Papá Noel durmiendo en el Polo Norte


Si desayunamos, llegamos tarde. Decido que no desayunemos, aunque me pese. Salgo con mi hija de mañana temprano para ir a la mutualista. Tenemos consulta con el pediatra para que nos dé el famoso "pase" para que después nos atienda otro especialista.

Queda cerca, a dos o tres cuadras de casa. Me desperté sola, el despertador no sonó porque el día anterior se desenchufó y cuando arreglé la hora la puse mal, puse p.m. en lugar de a.m.... A esta altura da igual, las dos estamos más o menos despiertas y el camino me lo sé de memoria. Caminamos rápido y mi compañera protesta, claro, porque el alcance de sus pasos no es el de los míos. Sí, sí, tenés razón, ya llegamos.

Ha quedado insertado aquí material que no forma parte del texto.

PR #4666, opened 2026-09-21
fix(client): hoist imports written without a space after `import`

khromov:
Bun's TS transpiler prints side-effect imports as `import"pkg";`. The client import extractor only recognised `import ` and `import{`, so the statement stayed in the component function body and the output didn't parse. Same for `import*as ns from"pkg"` and semicolon-free `import{x}from"pkg"`.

Llegamos. Hay poca gente en la sala de espera. Mi hija saca la libretita y el lápiz que llevó. Se pone a dibujar y a hacer letras formando palabras. Tiene cinco años y está entusiasmada con leer y escribir. Nos llaman, pasamos al consultorio bastante rápido. Guardo libreta y lápiz en la cartera. Le explico al médico el motivo de la consulta. Me entiende. Con una sonrisa de triunfo, logro hacerme del famoso papelito rosado, mi salvoconducto para llegar a la especialista. Mi hija se queda contenta, el pediatra le regaló una paletita de madera.

De ahí a las ventanillas donde se solicitan números y se pagan órdenes, tickets, análisis y todo aquello por lo que uno no debería tener que pagar. Consigo un número para que la especialista nos atienda ese mismo día, esa misma mañana, ahorita nomás. ¡Uf! Menos mal, así no perdemos otra mañana, de clase ella y de trabajo yo.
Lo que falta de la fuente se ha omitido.